Littlewood-Richardson Coefficients via Yang-Baxter Equation

TL;DR

This paper introduces a novel interpretation of Littlewood-Richardson coefficients using Yang-Baxter equations, linking quantum scattering matrices to representation theory and providing explicit descriptions of canonical bases.

Contribution

It offers a new approach connecting tensor product decompositions with Yang-Baxter equations and dual canonical bases, solving a problem posed by Berenstein and Zelevinsky.

Findings

Explicit description of the cone of Kashiwara's parametrizations

Graphical interpretation of scattering matrices via web functions

Solution to the problem of describing dual canonical bases

Abstract

The purpose of this paper is to present an interpretation for the decomposition of the tensor product of two or more irreducible representations of GL(N) in terms of a system of quantum particles.
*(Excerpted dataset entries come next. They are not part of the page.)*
PR #1321, opened 2020-09-17
More polishing and more regression clean-ups for permissions

kitallis:
**Story card:** https://app.clubhouse.io/simpledotorg/story/1249/user-permissions-regressions

## Because

Found a few power-user related edge-cases on various pages.

## This addresses

**Note:** Hide whitespace changes while going through the diff.

- [x] Ensure in `verify_params_v2` that a `power_user` can have blank `selected_facilities`
- [x] Edit screen for a `power_user` should hide facility accesses
- [x] `OrganizationsConstroller#index` should be accessible by organization managers and power users
- [x] Simplify the permissions for the nav-bar links
- [x] Add specs for `InvitationsController#create`
- [x] Improve `AdminsController` specs
- [x] Migrate Users section on Admin::FacilitiesController#show
- [x] Migrate Admin::FacilitiesController#upload


app/assets/javascripts/common/admins.js
```diff
@@ -2,13 +2,14 @@
 // elements
 //
 const ACCESS_LIST_INPUT_SELECTOR = "input.access-input"
+const ACCESS_LEVEL_ID = "access-level"
```
vkrmis, line 5: Why is this indirection necessary?

kitallis: Because it's being used in multiple places, once via JQuery (because of the selectpicker library) and once via JS. Since JS is very forgiving about errors, it's best to use a constant for these things to avoid regressions.

app/controllers/admin/organizations_controller.rb
```diff
@@ -7,7 +7,7 @@ class Admin::OrganizationsController < AdminController
 
   def index
     if current_admin.permissions_v2_enabled?
-      authorize_v2 { current_admin.power_user? }
+      authorize_v2 { current_admin.accessible_organizations(:manage).any? }
```
vkrmis, line 10: Updated the PR description to match this ^

app/controllers/email_authentications/invitations_controller.rb
```diff
@@ -123,4 +125,13 @@ def invite_params
   def temporary_password
     SecureRandom.base64(16)
   end
+
+  def validate_selected_facilities?
+    selected_facilities.blank? && user_params[:access_level] != User.access_levels[:power_user]
```
vkrmis, line 130: Why use `User.access_levels[:power_user]` instead of just `"power_user"`?

vkrmis (approved):
Looks good, just left some minor questions inline

app/controllers/email_authentications/invitations_controller.rb
kitallis: Just feel like we shouldn't rely on naked enum references around the code-base, it becomes hard to track down what the source of truth is and what it's actually supposed to be called.

vkrmis: Hmm, not sure how much of a difference there is in this usage though, we're just replacing `"power_user"` with `:power_user`. The burden of knowledge is exactly the same. Feel free to ignore this, I realize its pretty nitpicky.

app/views/admin/facilities/show.html.erb
```diff
@@ -64,61 +64,60 @@
...
+          </div>
+          <div>
+            <a href="tel:<%= user.phone_number %>" class="btn btn-sm btn-phone btn-outline-primary"><i class="fas fa-phone"></i> <%= user.phone_number %>
+            </a>
           </div>
-          <div class="col text-right">
+        </div>
+        <div class="col text-right">
+          <% if current_admin.permissions_v2_enabled? %>
+            <%= link_to 'Edit', edit_admin_user_path(user), class: "btn btn-sm btn-outline-primary" %>
```
vkrmis, line 96: Left out the `Delete` link. The old permissions implementation always returns `false` for `policy([:manage, :user, user]).destroy?`

app/views/admin/facilities/show.html.erb
```diff
@@ -64,61 +64,60 @@
...
-              %>
-              <div class="text-info mt-2 mb-2">Access: <%= user.sync_approval_status_reason %></div>
-            </div>
-            <div>
-              <a href="tel:<%= user.phone_number %>" class="btn btn-sm btn-phone btn-outline-primary"><i class="fas fa-phone"></i> <%= user.phone_number %>
-              </a>
-            </div>
+<div class="card">
+  <h2>Users</h2>
+  <% if @facility_users.present? %>
```
vkrmis, line 69: Assigning @facility_users in the controller instead of fetching directly here.

app/controllers/admin/facilities_controller.rb
```diff
@@ -77,6 +77,12 @@ def index
   end
 
   def show
+    @facility_users = if current_admin.permissions_v2_enabled?
+      current_admin.accessible_users(:manage)
```
kitallis, line 81:
```suggestion
      current_admin
        .accessible_users(:manage)      
```

PR #1428, opened 2020-10-14
Change Region reports to cache all data and return only what is requested

rsanheim:
**Story card:** [ch1662](https://app.clubhouse.io/simpledotorg/story/1662/improve-dashboard-caching)

We currently cache the full set of BP control data for every region for the past 24 months. The problem with this is that admins may request an older set of data, for example, they can change the month dropdown to two months to request a set of data that doesn't match what we have in the cache.

This results in us retrieving _all_ the control data for the associated regions, and then caching it all as well. So we do a bunch of unnecessary SQL and also cache a lot of duplicated data (in this case, it would be duping 22 months of data).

Our approach is based on a certain scattering matrix that satisfies a Yang-Baxter type equation. The corresponding piecewise-linear transformations of parameters give a solution to the tetrahedron equation. These transformation maps are naturally related to the dual canonical bases for modules over the quantum enveloping algebra $U_q(sl_n)$. A byproduct of our construction is an explicit description for the cone of Kashiwara's parametrizations of dual canonical bases. This solves a problem posed by Berenstein and Zelevinsky. We present a graphical interpretation of the scattering matrices in terms of web functions, which are related to honeycombs of Knutson and Tao.